Olympic Medical Center details plans for emergency room expansion
By Rob Ollikainen
Peninsula Daily News
Print This | Email This
Most Popular this week
The $2.3 million, 2,800-square-foot expansion would add seven exam rooms to a remodeled 14-room layout, hospital commissioners were told this week.
It would be accomplished by extending the hospital’s southwest corner into a parking lot to the south.
“We’re very interested in reducing or not even using, actually, the hallway beds that we currently use to keep our patient flow going when the other rooms are occupied,” Sue Rainey, emergency services director, said at the OMC commissioners’ meeting Wednesday.
“We have three beds in the halls that we use very regularly.
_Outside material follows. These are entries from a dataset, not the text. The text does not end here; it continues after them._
PR #1678, opened 2026-02-11
fix: support custom LLM clients in agent mode

### LINKED ISSUE #1669: The agent cannot use a custom LLM client model.
```tsx
    env: "LOCAL",
    disableAPI: true,
    verbose: 0,
    llmClient: new CustomOpenAIClient({
      modelName: "glm-4-plus",
      client: new OpenAI({
        apiKey: process.env.ZHIPU_API_KEY,
        baseURL: process.env.ZHIPU_URL,
      }),
    }),
  });
  await stagehand.init();

...
     await stagehand.act(`do something`) // right

    const agent = stagehand.agent();
    const img = await agent.execute("find all img : //img[@alt='Stagehand']")
    console.log("🚀 ~ test ~ img:", img) // error


```

Image

   "@browserbasehq/stagehand": "3.1.0-alpha-0e4a144832878aa334b7b18840a22897d86cd509",

shrey150:
## Summary
Adds `getLanguageModel()` to `CustomOpenAIClient` using `@ai-sdk/openai`'s `createOpenAI`, so custom OpenAI-compatible clients (ZhipuAI, Ollama, etc.) work with agent mode.

Closes #1669

## Test plan
- [x] `getLanguageModel()` returns a valid `LanguageModelV2` (correct `modelId`, `doGenerate`, `doStream`, `specificationVersion: "v2"`)
- [x] `getLanguageModel()` preserves custom `baseURL` for OpenAI-compatible providers (ZhipuAI, Ollama)
- [x] Live API call through `generateText()` (the AI SDK path agent mode uses) succeeds with the model from `getLanguageModel()`
- [x] `createChatCompletion()` (act/extract/observe path) still works — no regression
- [x] `MissingLLMConfigurationError` no-arg constructor still works
- [x] All 341 existing vitest tests pass with zero regressions

### DIFF
--- a/packages/core/lib/v3/external_clients/customOpenAI.ts
+++ b/packages/core/lib/v3/external_clients/customOpenAI.ts
@@ -8,6 +8,8 @@
 import type { AvailableModel } from "../types/public/model";
 import { CreateChatCompletionOptions, LLMClient } from "../llm/LLMClient";
 import OpenAI from "openai";
+import { createOpenAI } from "@ai-sdk/openai";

We sometimes can expand that up to five and even six on occasion when we’ve been extremely busy and kind of bursting at the seams.
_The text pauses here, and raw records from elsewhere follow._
PR #1681, opened 2026-02-11
[feat]: add cookie related getters & setters

tkattkat:
# Why

Browser automation workflows frequently need to manage authentication state, persist sessions across runs, and handle cookie-based features. Currently, users have no direct API to read, write, or clear cookies in Stagehand, forcing workarounds through raw CDP commands or page-level JavaScript injection.

# What Changed

## Cookie Management APIs

Added cookie management methods that mirror the familiar Playwright BrowserContext API:

**On `context` instance:**
- `context.cookies(urls?)` — Get all browser cookies, optionally filtered by URL(s)
- `context.addCookies(cookies)` — Set one or more cookies in the browser context
- `context.clearCookies(options?)` — Clear all cookies or selectively by name/domain/path (supports RegExp)

### Types Added
- `Cookie` — Cookie object returned by the browser
- `CookieParam` — Parameters for setting a cookie (supports `url` OR `domain`+`path`)
- `ClearCookieOptions` — Filter options for selective cookie clearing

# Test Plan

## Cookie Management
- [ ] `context.cookies()` returns all cookies when no URLs provided
- [ ] `context.cookies(url)` filters cookies by single URL
- [ ] `context.cookies([url1, url2])` filters cookies by multiple URLs
- [ ] `context.addCookies([...])` successfully sets cookies
- [ ] `context.addCookies()` validates cookie params (requires url OR domain+path)
- [ ] `context.addCookies()` rejects `sameSite: "None"` without `secure: true`
- [ ] `context.addCookies()` throws on browser rejection (checks CDP success flag)
- [ ] `context.clearCookies()` clears all cookies atomically via single CDP call
- [ ] `context.clearCookies({ name: "session" })` clears by exact name
- [ ] `context.clearCookies({ domain: /\.example\.com/ })` clears by regex
- [ ] Selective clear only deletes matching cookies, leaves others untouched

### DIFF
--- a/.changeset/fast-buses-kneel.md
+++ b/.changeset/fast-buses-kneel.md
@@ -1,5 +1,5 @@
 ---
-"@browserbasehq/stagehand": patch
+"@browserbasehq/stagehand": minor
 ---
 
-Add native support for setting and getting cookies
+Add cookie management APIs: `context.addCookies()`, `context.clearCookies()`, & `context.cookies()`


packages/core/lib/v3/v3.ts
```diff
@@ -1359,6 +1364,45 @@ export class V3 {
...
+   *
+   * - Called with no arguments: clears **all** cookies.
+   * - Called with filter options: only cookies matching every supplied criterion
+   *   are removed.
+   */
+  async clearCookies(options?: ClearCookieOptions): Promise<void> {
+    if (!this.ctx) throw new StagehandNotInitializedError("clearCookies()");
+    return this.ctx.clearCookies(options);
+  }
+
```
seanmcguire12: what is the reason for exposing on the stagehand object? i would think it makes more sense to keep this on the `context` object but open to opinions

tkattkat: word - moved to context

seanmcguire12:
@cubic-dev-ai

packages/core/lib/v3/understudy/context.ts
```diff
@@ -823,4 +838,106 @@ export class V3Context {
...
+      options?.path !== undefined;
+
+    if (!hasFilter) {
+      // Atomic single-call wipe — no race condition, no O(N) roundtrips.
+      await this.conn.send("Storage.clearCookies");
+      return;
+    }
+
+    const current = await this.cookies();
+    const toKeep = current.filter((c) => !cookieMatchesFilter(c, options!));
```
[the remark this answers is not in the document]
seanmcguire12: this should be fine for now since none of these fields are settable by users. this can be fixed when we add support for `partitionKey`

seanmcguire12:
@cubic-dev-ai

pirate (approved):
seems ok but we should really provide a unified API that sets all of these together, cookies alone are not enough for modern sites:

- cookies
- session storage
- local storage
- indexed db

This is why plyawright apis are all stuff like `storageState()` not `cookieState()`:

- https://playwright.dev/docs/auth
- https://playwright.dev/docs/auth#session-storage

image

“Of course, you can imagine it’s not ideal from a privacy perspective.”
OMC commissioners will consider approving a not-to-exceed $253,597 design contract for the ER expansion at their next meeting Dec. 18.
If approved, the new ER is expected to be up and running by February 2015, Chief Nursing Officer Lorraine Wall said.
“This is in the budget for 2014,” Wall added. “We would anticipate using debt funds to pay for this.”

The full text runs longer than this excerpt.